5/12 (Sun) | UF Measures

# UF Measure Calculation Based on Automatic Annotation

## 1. Introduction

This notebook calculates UF measures using the result of automatic temporal feature annotation.
Before starting the calculation, the following code block loads required packages and defines global variables.

In [1]:
from typing import List, Tuple, Generator
import sys
from pathlib import Path

import pandas as pd
import pickle as pkl
from textgrids import TextGrid

sys.path.append(
    "/home/matsuura/Development/app/feature_extraction_api/app/modules"
)

from fluency import Turn, UtteranceFluencyFeatureExtractor

DATA_DIR = Path("/home/matsuura/Development/app/feature_extraction_api/experiment/data")

TASK = ["Arg_Oly", "Cartoon", "RtSwithoutRAA", "RtSwithRAA", "WoZ_Interview"]

---

## 2. Define Functions

This section defines functions to calculate UF measures.
The following code block defines a function to yield file path of Turn object and TextGrid.

In [2]:
def turn_textgrid_path_generator(task: str) -> Generator[Tuple[Path, Path], None, None]:
    load_dir = DATA_DIR / f"{task}/08_Auto_Annotation"

    for turn_path in load_dir.glob("*.pkl"):
        if turn_path.stem.endswith("_long"):
            continue
        
        textgrid_path = load_dir / f"{turn_path.stem}.TextGrid"

        yield turn_path, textgrid_path

The following code block defines a function to load Turn object and TextGrid.

In [3]:
def load_turn_and_textgrid(turn_path: Path, textgrid_path: Path) -> Tuple[Turn, TextGrid]:
    with open(turn_path, "rb") as f:
        turn = pkl.load(f)

    textgrid = TextGrid(str(textgrid_path))

    return turn, textgrid

The following code block defines a function to calculate UF measures.

In [4]:
def extract(turn: Turn, textgrid: TextGrid, pruning: bool =True) -> Tuple[list, list]:
    extractor = UtteranceFluencyFeatureExtractor()

    measures = extractor.extract_by_turn(turn, textgrid, pruning)
    measure_names = extractor.check_feature_names()

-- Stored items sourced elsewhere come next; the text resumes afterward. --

PR #1062, opened 2022-03-29
Clock

huberciak:
- [DEMO LINK](https://huberciak.github.io/layout_stop-watch/)

### DIFF
--- a/src/styles/main.scss
+++ b/src/styles/main.scss
@@ -1,0 +1,69 @@
+body {
+  margin: 0;
+}
+
+$size: 600px;
+
+.stopwatch {
+  position: relative;
+  background-color: rgb(236, 232, 232);
+  width: $size;
+  height: $size;
+  margin: 50px auto;
+  border-radius: 50%;
+
+    &__dot {
+      position: absolute;
+      background-color: rgb(236, 12, 12);
+      width: 0.1 * $size;
+      height: 0.1 * $size;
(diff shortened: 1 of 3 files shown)


AndreiSuc (approved):
You can turn it into an NFT bro.

huberciak:
> You can turn it into an NFT bro.

Time to launch Bored Stopwatch set.

src/styles/main.scss
```diff
@@ -0,0 +1,69 @@
...
+  margin: 0;
+}
+
+$size: 600px;
+
+.stopwatch {
+  position: relative;
+  background-color: rgb(236, 232, 232);
+  width: $size;
+  height: $size;
```
ihor-jpeg, line 11: consider making mixin along with the border radius

src/styles/main.scss
```diff
@@ -0,0 +1,69 @@
...
+      top: ($size - 0.025 * $size) / 2;
+      left: $size / 2;
+      z-index: 0;
+
+      transform-origin: 0;
+
+      animation-name: rotate;
+      animation-duration: 6s;
+      animation-timing-function: linear;
+      animation-iteration-count: 60;
```
ihor-jpeg, line 56: one hand will stop but the other one wont

ihor-jpeg (changes requested):
Checklist p1
- The starting position of the hands should be at 0:00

    return measures, measure_names

The following code block defines a function to save calculated UF measures as csv file.

In [5]:
def save_measures(
        measure_list: List[list], 
        measure_names: list, 
        task: str, 
        pruning: bool =True
) -> None:
    columns = ["uid"] + measure_names
    df_measures = pd.DataFrame(measure_list, columns=columns)
    df_measures = df_measures.sort_values("uid").reset_index(drop=True)

    if pruning:
        filename = f"uf_measures_auto_pruned.csv"
    else:
        filename = f"uf_measures_auto_unpruned.csv"

    save_path = DATA_DIR / f"{task}/09_UF_Measures/{filename}"

    df_measures.to_csv(save_path, index=False)

---

## 3. Calculate UF measures

The following code block caclulate UF measures.

In [6]:
for task in TASK:
    measure_list_pruned = []
    measure_list_unpruned = []

    for turn_path, textgrid_path in turn_textgrid_path_generator(task):
        turn, textgrid = load_turn_and_textgrid(turn_path, textgrid_path)

        measures_pruned, measure_names = extract(turn, textgrid, pruning=True)
        measures_unpruned, _ = extract(turn, textgrid, pruning=False)

        uid = turn_path.stem

        measures_pruned = [uid] + measures_pruned
        measures_unpruned = [uid] + measures_unpruned

        measure_list_pruned.append(measures_pruned)
        measure_list_unpruned.append(measures_unpruned)

    save_measures(measure_list_pruned, measure_names, task, pruning=True)
    save_measures(measure_list_unpruned, measure_names, task, pruning=False)